The chart wants to know what your arrow length is at 1" beyond the plunger (it says forward-most point of the rest) at full draw. Is that where 29" falls? If not, the results may be off.

Also, I'm going to guess that you are in a tuning death spiral regarding the 1716's. With 125gr pts those should be horribly weak at 29" per TAP, even at 28# holding. Its been discussed before, false reading from arrows that are too weak.


----------



## Warbow

Dave T said:


> I came back to archery after a 25 year lay-off and was what today is referred to as a "trad" shooter. The Easton charts were way too stiff. When I started taking my barebow recurve shooting more seriously I sometimes could find an arrow on the chart but it wasn't a sure thing. As I learned more about form, back tension and release the charts seemed to get better. Last year I really started paying attention to alignment, in addition to the other elements of shot execution. The Easton charts seem to be a box weak now.
> 
> Do you suppose there's a little "cause and effect" in my tale?
> 
> Dave


It is certainly interesting, and it aligns with John's claims. Of course, I'll still have to get arrows that work for **my** technique, regardless of how fabulous it is or isn't. But the plural of anecdotes isn't data. So while I believe your tale, I don't know quite what to do with it at the moment.


----------



## Warbow

Seattlepop said:


> Its been discussed before, false reading from arrows that are too weak.


I haven't heard of this before, what is it? I did try 70 and 100 grain points, and they spined way too stiff. Keep in mind that these are Platinum Pluss indoor arrows with unibushings and 4 inch feathers...I don't have a PC right now (or an Intel Mac), so none of the archery programs are an option.




> The chart wants to know what your arrow length is at 1" beyond the plunger (it says forward-most point of the rest) at full draw. Is that where 29" falls? If not, the results may be off.

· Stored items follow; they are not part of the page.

PR #1898, opened 2026-06-15
Fixed `format` for column group

### LINKED ISSUE #1888: `format` + `where` fails on a `DataFrame` with a `ColumnGroup`

AndreiKingsley:
Fixes #1888.
 
 @Allex-Nik please check

### DIFF
--- a/core/src/main/kotlin/org/jetbrains/kotlinx/dataframe/io/html.kt
+++ b/core/src/main/kotlin/org/jetbrains/kotlinx/dataframe/io/html.kt
@@ -173,7 +173,6 @@ internal fun AnyFrame.toHtmlData(
         col: ColumnWithPath<*>,
         rowsLimit: Int?,
         configuration: DisplayConfiguration,
-        renderRootDf: AnyFrame = this,
     ): ColumnDataForJs {
         val values = if (rowsLimit != null) rows().take(rowsLimit) else rows()
         val scale = if (col.isNumber()) col.asNumbers().scale() else 1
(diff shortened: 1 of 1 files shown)


core/src/main/kotlin/org/jetbrains/kotlinx/dataframe/io/html.kt
```diff
@@ -265,7 +265,7 @@ internal fun AnyFrame.toHtmlData(
         }
         val nested = if (col is ColumnGroup<*>) {
             col.columns().map {
-                col.columnToJs(it.addParentPath(col.path), rowsLimit, configuration, renderRootDf)
+                renderRootDf.columnToJs(it.addParentPath(col.path), rowsLimit, configuration, renderRootDf)
```
Jolanrensen: in both places `columnToJs` is called, both the receiver and `renderRootDf` are the same value. I believe this can be simplified

Allex-Nik (commented):
It works now! Thanks :)

core/src/main/kotlin/org/jetbrains/kotlinx/dataframe/io/html.kt
AndreiKingsley: Indeed, removed it.

Jolanrensen (approved):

Hmm...I hadn't realized that. The description isn't clear to me in the chart and Oly archers keep their arrows so short that many would seem not to follow this suggestion. So, they recommend 1916's for my bow, based on 30 inches...Hmm...


----------



## Landed in AZ

We noticed the chart is a little weak for the 900CX limbs. It hasn't caught up to the speed of the limbs. We were able to work it out but the arrows that Kiley is shooting should be too stiff for her lbs and draw length based on the Easton chart. She is shooting X10s.


----------



## rgauvin

so far it has been pretty golod for me. my ACE and 2315's fly well and the bareshafts are right in there with the fletched arrows.


----------



## Seattlepop

Warbow said:


> I haven't heard of this before, what is it? I did try 70 and 100 grain points, and they spined way too stiff. Keep in mind that these are Platinum Pluss indoor arrows with unibushings and 4 inch feathers...I don't have a PC right now (or an Intel Mac), so none of the archery programs are an option.
> 
> 
> 
> 
> Hmm...I hadn't realized that. The description isn't clear to me in the chart and Oly archers keep their arrows so short that many would seem not to follow this suggestion. So, they recommend 1916's for my bow, based on 30 inches...Hmm...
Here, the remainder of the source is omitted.